Drop kmem_alloc event class, rename kmem_alloc_node to kmem_alloc, and
remove _node postfix for NUMA version of tracepoints.

This will break some tools that depend on {kmem_cache_alloc,kmalloc}_node,
but at this point maintaining both kmem_alloc and kmem_alloc_node
event classes does not makes sense at all.
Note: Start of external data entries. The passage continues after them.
PR #16215, opened 2021-08-08
lib: Some page.scss cleanups

### LINKED ISSUE #15425: Move PF3 overrides from page.scss to patternfly-overrides.scss
When working on the CSS variable reduction @ #15183, I noticed that there are apparently still quite a few PatternFly 3 overrides in page.scss.

Anything that can be moved to the override file for PF3 should be.

It doesn't make sense to pull in PF3 overrides for all pages — especially for PF4-only pages.

martinpitt:
`.blank-slate-pf` is a PF3 (only) class, and the p + p margin hack only
happens on pages with PF3+PF4. Move these two to
patternfly-overrides.scss, so that they get cleaned up together with PF3
removal.

Similarly, the form group and modal box padding are PF4 specific fixes,
move them to patternfly-4-overrides.scss.

`.modal-content` is a PF3-only class which is only being used in the
shell -- move it to shell.scss.

Now page.scss only has `.ct-*` classes and changes which are genuinely
Cockpit specific (such as heading size changes).

Fixes #15425

### DIFF
--- a/pkg/lib/page.scss
+++ b/pkg/lib/page.scss
@@ -84,12 +84,6 @@ a.disabled:hover {
     max-height: 90vh;
 }
 
-/* Allow kebab menus to have a ^ with overflowing */
-/* Note: This means kebab menus cannot be _too_ long */
-.dropdown-kebab-pf > .dropdown-menu {
-    overflow: visible;
-}
-
 .highlight-ct {
     background-color: var(--ct-color-link-hover-bg);
 }
--- a/pkg/lib/page.scss
+++ b/pkg/lib/page.scss
@@ -101,13 +101,6 @@ a.disabled:hover {
     position: fixed;
 }
 
-.panel .well {
-    margin-bottom: 0px;
-    border: none;
-    border-radius: 0px;
-    background-color: var(--pf-global--palette--black-200);
-}
-
 /* Dialog patterns */
 
 .dialog-wait-ct {
--- a/pkg/lib/page.scss
+++ b/pkg/lib/page.scss
@@ -95,12 +95,6 @@ a.disabled:hover {
     overflow: visible;
 }
 
-/* Align these buttons more nicely */
-.btn.fa-minus,
-.btn.fa-plus {
-    padding-top: 4px;
-}
-
 .highlight-ct {
     background-color: var(--ct-color-link-hover-bg);
 }
--- a/pkg/lib/page.scss
+++ b/pkg/lib/page.scss
@@ -29,12 +29,6 @@ a {
     cursor: pointer;
 }
 
-p + p {
-    // The mix of PF3 and PF4 removes margin from paragraphs.
-    // We want successive paragraphs to have spaces between each other.
-    margin-top: var(--pf-global--spacer--md);
-}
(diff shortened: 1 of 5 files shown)


martinpitt:
This still needs proper visual testing, and discussing some remaining bits in page.scss, in particular:
```css
/* HACK: https://github.com/patternfly/patternfly/issues/255 */
input[type=number]:not(.pf-c-form-control) {
  padding: 0 0 0 5px;
}
```

I also wonder about this one:
```css
.disabled {
    pointer-events: auto;
}
```
(there's a couple of related rules)

garrett:
I don't think the correct PF issue is linked. The issue for for backdrops and this clearly adjusts non-PF4 input numbers, adjusting the padding.

```
/* HACK: https://github.com/patternfly/patternfly/issues/255 */
input[type=number]:not(.pf-c-form-control) {
  padding: 0 0 0 5px;
}
```

However, if I add `-3` to the URL, the issue looks related:

https://github.com/patternfly/patternfly-3/issues/255

garrett:
> I also wonder about this one:
> 
> .disabled {
>     pointer-events: auto;
> }

We do use `disabled` as a class in places still, instead of using the `disabled` attribute (which is the correct way of doing things). :shrug: 

As for pointer events, that really shouldn't be needed unless one of the following is true:
- turn off mouse-related events for the element, so it passes through to any element behind (`pointer-events: none`)
- overwriting some other pointer-events for whatever reason (if PF or Bootstrap or some other CSS is turning it off for whatever reason)

This particular snippet is saying "don't let someone click (or select) a disabled item, like what looks like a disabled button", which is faking proper UX (can't click disabled buttons), but not the correct way to make something disabled.

I guess it's important for something in Cockpit (since I see we're still using it in JS, including `cockpit.js`), but could be implemented more correctly.  Since it's in `cockpit.js`, we probably need to keep it in `page.scss` for now.

KKoukiou:
@garrett did you find any occurance where we still use disabled class? I grepped and found nothing.

garrett:
> @garrett did you find any occurance where we still use disabled class? I grepped and found nothing.

pkg/base1/cockpit.js:

```js
    document.addEventListener("click", function(ev) {
        if (ev.target.classList && in_array(ev.target.classList, 'disabled'))
          ev.stopPropagation();
    }, true);
```
(This is checking for its existence however.)

pkg/shell/indexes.js:

```js
        $("#navbar-dropdown").addClass("disabled");
```

This is actually adding the class, probably for styling.

These are the last remnants that I see across our codebase, at least for Cockpit itself. I haven't checked the sub-projects yet, like Machines, Podman, OStree, etc. (Removing the CSS here would get synced to those projects eventually and they could break if they do indeed use a class for a disabled state.)

KKoukiou:
@garrett added back then the disabled class stuff and we can deal with that in a new PR.

garrett:
> added back then the disabled class stuff and we can deal with that in a new PR.

Yeah, agreed 💯: best not to deal with that here (and delay the rest further).

KKoukiou (approved):

PR #16216, opened 2021-08-08
test: Make unexpected PCP error messages more specific

### LINKED ISSUE #15625: Integration tests produce PCP warnings that should be explained
We see these warnings from `cockpit-pcp` in our integration tests. We only discovered them when we cast a wider net for journal messages (in #15599), so it is unknown when they have started.  It would be excellent if we could figure out why they happen.

        pcp-archive: no such metric: blah

This might be harmless and expected since an archive might be from a time when pmlogger didn't log that particular metric that we try to find in it.  Cockpit has its own pmlogconf snippet in /var/lib/pcp/config/pmlogconf/tools/cockpit (which we probably have neglected), so the pmlogger configuration might change when cockpit is installed.

        pcp-archive: instance name lookup failed: blah

This doesn't look so harmless.  This message appears when cockpit-pcp has read a sample from an archive, and that sample contains a list of instance indices, but then pcp can't convert the index into a name. This looks like a corrupted archive.

martinpitt:
Only two of these messagess still actually appear, drop the other two.

The two "no such metric: kernel.all.cpu.nice: Unknown metric name"
instances in check-metrics happen because these two tests start with
an empty /var/log/pcp and pmlogger.service stopped, so that indeed the
metrics channel will not be able to find any metric (and
`kernel.all.cpu.nice` is just the first one that it tries). So these are
legitimate, ignore these in the specific tests with a comment.

Move the networking/storage ones into the particular test classes and
make them more specific, to avoid introducing more of them.

See #15625

### DIFF
--- a/test/common/testlib.py
+++ b/test/common/testlib.py
@@ -1185,12 +1185,6 @@ class MachineCase(unittest.TestCase):
         r"#1\) Respect the privacy of others.",
         r"#2\) Think before you type.",
         r"#3\) With great power comes great responsibility.",
-
-        # Something unknown sometimes goes wrong with PCP, see #15625
-        "pcp-archive: instance name lookup failed: .*",
-        "direct: instance name lookup failed: .*",
-        "pcp-archive: couldn't create pcp archive context for.*",
-        "pcp-archive: no such metric: .*"
     ]
 
     default_allowed_messages += os.environ.get("TEST_ALLOW_JOURNAL_MESSAGES", "").split(",")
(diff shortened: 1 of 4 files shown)


martinpitt:
This round went fine, aside from a pycodestyle issue and an unrelated flake. Trying another round to be sure.

martinpitt:
@mvollmer This doesn't solve the issue completely, but it's a worthwhile step IMHO.

mvollmer (approved):

Issue #7476, opened 2017-08-09
DMI Info Fallback


dcrdev:
In instances where the mainboard manufacturer has not populated the DMI tables within the firmware, can a fallback be introduced for the "Hardware" section on the "System" tab?

As a fallback could this information be sourced from /proc/cpuinfo ?

Just built a new server and the firmware has empty DMI tables, resulting in Cockpit just displaying "To Be Filled By O.E.M." several times over.

dcrdev:
Ok I didn't fully understand what was happening here, but now I can shed some light on the problem as I was going to submit a pr but my workaround now seems like the wrong solution.

The problem is that my board has an ipmi chip and that is being listed by dmidecode before the main board. So the second entry accurately shows information about my board, the first entry has no dmi information written.

monreal:
Similar or same in my case. Please get the information from "Base Board Information".

> Handle 0x0001, DMI type 1, 27 bytes
> System Information
> 	Manufacturer: To Be Filled By O.E.M.
> 	Product Name: To Be Filled By O.E.M.
> 	Version: To Be Filled By O.E.M.
> 	Serial Number: To Be Filled By O.E.M.
> 	UUID: 71c28570-1177-0000-0000-000000000000
> 	Wake-up Type: Power Switch
> 	SKU Number: To Be Filled By O.E.M.
> 	Family: To Be Filled By O.E.M.
> 
> Handle 0x0002, DMI type 2, 15 bytes
> Base Board Information
> 	Manufacturer: ASRock
> 	Product Name: J4105-ITX
> 	Version:                       
> 	Serial Number: M80-B1004200114
> 	Asset Tag:                       
> 	Features:
> 		Board is a hosting board
> 		Board is replaceable
> 	Location In Chassis:                       
> 	Chassis Handle: 0x0003
> 	Type: Motherboard
> 	Contained Object Handles: 0
> 
> Handle 0x0003, DMI type 3, 22 bytes
> Chassis Information
> 	Manufacturer: To Be Filled By O.E.M.
> 	Type: Desktop
> 	Lock: Not Present
> 	Version: To Be Filled By O.E.M.
> 	Serial Number: To Be Filled By O.E.M.
> 	Asset Tag: To Be Filled By O.E.M.
> 	Boot-up State: Safe
> 	Power Supply State: Safe
> 	Thermal State: Safe
> 	Security Status: None
> 	OEM Information: 0x00000000
> 	Height: Unspecified
[...]

PR #16217, opened 2021-08-09
systemd: Read hardware info from DeviceTree

martinpitt:
If DMI is not available, fall back to reading the model and serial
number from /proc/device-tree/

----

On my RasPi 3  on main, Overview and hwinfo:

raspi-overview-main

raspi-hwinfo-main

On this PR:

raspi-overview-pr

raspi-hwinfo-pr

As I [mentioned here](https://github.com/cockpit-project/cockpit/issues/7476#issuecomment-894980354), I tried hard to fake a /proc/device-tree in our tests, but did not find a way to do this. So for now I tested this on my actual RasPi.

### DIFF
--- a/pkg/lib/machine-info.js
+++ b/pkg/lib/machine-info.js
@@ -131,6 +131,24 @@ export function dmi_info(address) {
     return pr;
 }
 
+// decode a binary Uint8Array with a trailing null byte
+function decode_proc_str(s) {
+    return cockpit.utf8_decoder().decode(s.slice(0, -1));
+}
+
+export function devicetree_info() {
+    let model, serial;
+
+    return Promise.all([
+        // these succeed with content === null if files are absent
+        cockpit.file("/proc/device-tree/model", { binary: true }).read()
+                .then(content => { model = content ? decode_proc_str(content) : null }),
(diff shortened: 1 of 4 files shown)


martinpitt:
[One failure](https://logs.cockpit-project.org/logs/pull-16217-20210809-081100-faea4110-rhel-9-0/log.html#218-2). Not sure what's wrong, the HTML dump seems okay. Trying to reproduce locally

marusak:
> Not sure what's wrong, the HTML dump seems okay.

It renders `DIMM0` not `DIMM 0`.

martinpitt:
Ah, thanks for spotting. I ran the test several times locally, and can't reproduce this. However, this is the real system DIMM information, not the fake one. So apparently in some cases, the VM's emulated DMI info says "DIMM0" instead of "DIMM 0"? I guess I'll send a PR to just relax that string, and retry this test here.

martinpitt:
Sent PR #16218 for the "DIMM0" vs "DIMM 0" issue.

martinpitt:
Green now.. :man_shrugging:

marusak (approved):
Looks good, thanks!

Signed-off-by: Hyeonggon Yoo <42.hyeyoo@gmail.com>
---
 include/trace/events/kmem.h | 60 ++-----------------------------------
 mm/slab.c                   | 18 +++++------
 mm/slab_common.c            | 18 +++++------
 mm/slob.c                   | 20 ++++++-------
 mm/slub.c                   | 12 ++++----
 5 files changed, 35 insertions(+), 93 deletions(-)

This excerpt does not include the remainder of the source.